[Dataset items]
==================================================
PR #430, opened 2021-01-26
Implementation of optional sentry tracing with twig

rjd22:
At last ;), the Twig tracing with tests. This also includes the same suggested dependencies fix as the DbalListener. Hopefully git can figure out the merge conflicts :D.

To use Twig tracing you will have to enable the following options:

```
sentry:
    tracing:
        twig:
            enabled: true
```

Good luck!

### DIFF
--- a/phpstan-baseline.neon
+++ b/phpstan-baseline.neon
@@ -96,6 +96,16 @@ parameters:
 			path: src/Tracing/Doctrine/DBAL/TracingDriverConnection.php
 
 		-
+			message: "#^Method Sentry\\\\SentryBundle\\\\Tracing\\\\Twig\\\\TwigTracingExtension\\:\\:enter\\(\\) has parameter \\$profile with no value type specified in iterable type Twig\\\\Profiler\\\\Profile\\.$#"
+			count: 1
+			path: src/Tracing/Twig/TwigTracingExtension.php
+
+		-
+			message: "#^Method Sentry\\\\SentryBundle\\\\Tracing\\\\Twig\\\\TwigTracingExtension\\:\\:leave\\(\\) has parameter \\$profile with no value type specified in iterable type Twig\\\\Profiler\\\\Profile\\.$#"
+			count: 1
+			path: src/Tracing/Twig/TwigTracingExtension.php
+
+		-
 			message: "#^Class Symfony\\\\Component\\\\HttpKernel\\\\Event\\\\GetResponseForExceptionEvent not found\\.$#"
 			count: 1
 			path: src/aliases.php
@@ -219,4 +229,3 @@ parameters:
 			message: "#^Trying to mock an undefined method convertException\\(\\) on class Sentry\\\\SentryBundle\\\\Tests\\\\Tracing\\\\Doctrine\\\\DBAL\\\\StubExceptionConverterDriverInterface\\.$#"
 			count: 1
 			path: tests/Tracing/Doctrine/DBAL/TracingDriverTest.php
-
--- a/phpstan-baseline.neon
+++ b/phpstan-baseline.neon
@@ -96,16 +96,6 @@ parameters:
 			path: src/Tracing/Doctrine/DBAL/TracingDriverConnection.php
 
 		-
-			message: "#^Method Sentry\\\\SentryBundle\\\\Tracing\\\\Twig\\\\TwigTracingExtension\\:\\:enter\\(\\) has parameter \\$profile with no value type specified in iterable type Twig\\\\Profiler\\\\Profile\\.$#"
-			count: 1
-			path: src/Tracing/Twig/TwigTracingExtension.php
-
-		-
-			message: "#^Method Sentry\\\\SentryBundle\\\\Tracing\\\\Twig\\\\TwigTracingExtension\\:\\:leave\\(\\) has parameter \\$profile with no value type specified in iterable type Twig\\\\Profiler\\\\Profile\\.$#"
-			count: 1
-			path: src/Tracing/Twig/TwigTracingExtension.php
-
-		-
 			message: "#^Class Symfony\\\\Component\\\\HttpKernel\\\\Event\\\\GetResponseForExceptionEvent not found\\.$#"
 			count: 1
 			path: src/aliases.php
--- a/src/DependencyInjection/Configuration.php
+++ b/src/DependencyInjection/Configuration.php
@@ -163,6 +163,9 @@ final class Configuration implements ConfigurationInterface
                                 ->end()
                             ->end()
                         ->end()
+                        ->arrayNode('twig')
+                            ->canBeEnabled()
+                        ->end()
                     ->end()
                 ->end()
             ->end();
--- a/src/Tracing/Twig/TwigTracingExtension.php
+++ b/src/Tracing/Twig/TwigTracingExtension.php
@@ -1,0 +1,64 @@
+<?php
+
+declare(strict_types=1);
+
+namespace Sentry\SentryBundle\Tracing\Twig;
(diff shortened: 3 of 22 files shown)


ste93cry:
I never looked at the internals of Twig in depth, but looking at how the profiler is integrated in Symfony they extends the `Twig\Extension\ProfilerExtension` class. Does doing that have some advantages? Besides this, are you up to rebase this PR and at least align the main changes following the conventions used in the one for Doctrine DBAL?

rjd22:
@ste93cry I actually did this first but decoupled it later on to lower the dependency and risk of breaking on changes there. There is on real advantages for us to extend it. I will rebase this one later this week to apply the changes of the DBAL integration.

ste93cry:
>I will rebase this one later this week 

Ok, only then I will review the code because doing it now would be useless as a lot of things are gonna change :smiley: 

>I actually did this first but decoupled it later on to lower the dependency and risk of breaking on changes there

I just checked and the class is not marked as `@internal`, so I expect it to not be changed by introducing BC changes between patch/minor versions. Anyway, we have to think broader: what if the user, for some reason, is already using that extension? I find it unlikely as I believe it's mostly used to fill the data for the profiler of Symfony, but you never know... In that case, we would call `enter` and `leave` on the `Twig\Profiler\Profile` class twice :thinking:

rjd22:
@ste93cry AFAIK this should not be a problem. We register our own `ProfilerNodeVisitor`. The `Twig\Extension\ProfilerExtension` also caches calls on `enter` and `leave`. We're not using this data so using the `ProfilerExtension` uses unused memory.

After checking it again this was my reason for not using it. Registering your own extensions in Twig like the way I build it is how it is commonly done.

rjd22:
After checking:

https://github.com/symfony/twig-bundle/blob/667d462b8b28d91e2a44b47712171d52b1a57579/Resources/config/twig.php#L91-L92

I feel unsure if we need to use the ProfilerExtension or not. Symfony registers their own and adds the `Profiler` dependency. Afaik registering our own extension does not interfere with this.

Jean85:
IMHO we should also check if the `ProfilerExtension` isn't bound to non-prod environments: from what I can remember, in Symfony default configs, all that stuff is shut down with `debug: false`, and we can't ask the user to switch on all that stuff!

rjd22:
@ste93cry @Jean85 I rebased it and modified it to how the Dbal tracing was build and added tests. This one is good to go.

phpstan-baseline.neon
```diff
@@ -95,6 +95,16 @@ parameters:
...
+		-
+			message: "#^Method Sentry\\\\SentryBundle\\\\Tracing\\\\Twig\\\\TwigTracingExtension\\:\\:enter\\(\\) has parameter \\$profile with no value type specified in iterable type Twig\\\\Profiler\\\\Profile\\.$#"
+			count: 1
+			path: src/Tracing/Twig/TwigTracingExtension.php
+
+		-
+			message: "#^Method Sentry\\\\SentryBundle\\\\Tracing\\\\Twig\\\\TwigTracingExtension\\:\\:leave\\(\\) has parameter \\$profile with no value type specified in iterable type Twig\\\\Profiler\\\\Profile\\.$#"
+			count: 1
+			path: src/Tracing/Twig/TwigTracingExtension.php
+
```
rjd22, line 107: The rules of PHPStan are conflicting with Psalm. This is actually quite confusing.

src/DependencyInjection/Configuration.php
```diff
@@ -163,6 +163,9 @@ private function addDistributedTracingSection(ArrayNodeDefinition $rootNode): vo
                                 ->end()
                             ->end()
                         ->end()
+                        ->arrayNode('twig')
+                            ->canBeEnabled()
+                        ->end()
```
rjd22, line 168: I've added the enabled tag to make it consistent with Dbal but also allowing us to add options later when needed without causing a breaking change.

phpstan-baseline.neon
```diff
@@ -95,6 +95,16 @@ parameters:
 			count: 1
 			path: src/Tracing/Doctrine/DBAL/TracingDriverConnection.php
 
+		-
+			message: "#^Method Sentry\\\\SentryBundle\\\\Tracing\\\\Twig\\\\TwigTracingExtension\\:\\:enter\\(\\) has parameter \\$profile with no value type specified in iterable type Twig\\\\Profiler\\\\Profile\\.$#"
+			count: 1
+			path: src/Tracing/Twig/TwigTracingExtension.php
+
+		-
+			message: "#^Method Sentry\\\\SentryBundle\\\\Tracing\\\\Twig\\\\TwigTracingExtension\\:\\:leave\\(\\) has parameter \\$profile with no value type specified in iterable type Twig\\\\Profiler\\\\Profile\\.$#"
```
Jean85, line 104: This should be solved by typing it as `Profile<Profile>`, because it's iterable and you get more nested profiles inside. Psalm was probably complaining because you weren't adding any more type information, and PHPStan is requiring the same, it wants more type info.

src/DependencyInjection/Configuration.php
```diff
@@ -163,6 +163,9 @@ private function addDistributedTracingSection(ArrayNodeDefinition $rootNode): vo
                                 ->end()
                             ->end()
                         ->end()
+                        ->arrayNode('twig')
+                            ->canBeEnabled()
```
Jean85, line 167: Good choice! :+1:

src/Tracing/Twig/TwigTracingExtension.php
```diff
@@ -0,0 +1,64 @@
...
+
+        if (null === $transaction || !$profile->isTemplate()) {
+            return;
+        }
+
+        $spanContext = new SpanContext();
+        $spanContext->setOp('twig.template');
+        $spanContext->setDescription($profile->getName());
+
+        $this->events[$profile] = $transaction->startChild($spanContext);
```
Jean85, line 47: I'm not sure about the meaning of this... How does this work?

phpstan-baseline.neon
rjd22: I think I really tried everything. Also what you suggested without being able to solve it.

src/Tracing/Twig/TwigTracingExtension.php
rjd22: Twig Profiles can run out of order. The SplObjectStorage stores the Profile object so we can match it when leave is called for that profile by fetching it by Profile object. Does that explain it?

Jean85: Oh ok perfect! Very clear explanation, thank you.

phpstan-baseline.neon
Jean85: I solved it with 29c0dd7; you were right, it was a bit problematic; Psalm was complaining because it wasn't expecting a template.

phpstan-baseline.neon
Jean85: Solved with 29c0dd7

Jean85 (approved):
I solved the static analysis issues, LGTM now! :+1:

ste93cry (approved):
It looks good, more features can always be added later if we will see there is need. LGTM!

rjd22:
@ste93cry thanks a lot. I will rebase the the last one today :).

VincentLanglet:
Hi @rjd22 Could some documentation of this option be added in the Readme ?

Jean85:
This adds tracing capabilities for Twig templates. For more info about tracing (which got released in 4.1) see https://docs.sentry.io/product/performance/distributed-tracing/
==================================================
### Task instructions
The lines you need are those with the word "adds"; list them from the entries.

### Exercise result
I feel unsure if we need to use the ProfilerExtension or not. Symfony registers their own and adds the `Profiler` dependency. Afaik registering our own extension does not interfere with this.
This adds tracing capabilities for Twig templates. For more info about tracing (which got released in 4.1) see https://docs.sentry.io/product/performance/distributed-tracing/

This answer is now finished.